Design and synthesis of aromatic molecules for probing electric-fields at the nanoscale

TL;DR

This paper introduces halogenated organic dyes as nanoscale electric field probes, demonstrating enhanced Stark effects through DFT calculations and synthesizing a new fluorinated molecule with promising properties for spectroscopy.

Contribution

It presents a novel approach using halogenated dyes for electric field probing at the nanoscale, including theoretical analysis and synthesis of new fluorinated molecules.

Findings

Fluorination increases dipole difference in molecules.

DFT calculations show enhanced Stark coefficients.

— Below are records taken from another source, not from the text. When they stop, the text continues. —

PR #855, opened 2022-10-13
Call super in HasStorage for cooperative inheritance

pmrv:


pyiron_base/interfaces/object.py
```diff
@@ -38,6 +38,7 @@ def __init__(self, *args, group_name=None, **kwargs):
         Args:
             group_name (str): default name of the HDF group where the whole object should be written to.
         """
+        super().__init__(*args, **kwargs)
```
niklassiemer, line 41: Do we need to pop the `group_name` from the `kwargs` then?

pmrv: It will be popped off automatically, since it is a kwarg of `__init__`.

liamhuber (approved):
Nice.

I actually only learned about cooperative inheritance from you in the last meeting, so I'm glad it is already useful knowledge 😆 Previously I was just manually doing `Parent1.__init__(self, *p1_args); Parent2.__init__(self, **some_other_kwargs)`. Sometimes that's actually nicer to avoid having generic `*args` and `**kwargs` floating around absolutely everywhere, but I'm looking forward to going back to my personal project and adjusting it in light of this new (to me) knowlege.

Synthesis and spectroscopy of 3-fluoroterrylene are reported.

Abstract

We propose using halogenated organic dyes as nanoprobes for electric field and show their greatly enhanced Stark coefficients using density functional theory (DFT) calculations. We analyse halogenated variants of three molecules that have been of interest for cryogenic single molecule spectroscopy, perylene, terrylene, and dibenzoterrylene, with the zero-phonon optical transitions at blue, red, and near infrared. Out of all the combinations of halides and binding sites that are calculated, we have found that fluorination of the optimum binding site induces a dipole difference between ground and excited states larger than 0.5 D for all three molecules with the highest value of 0.69 D for fluoroperylene. We also report on synthesis of 3-fluoroterrylene and bulk spectroscopy of this compound in liquid and solid organic environments.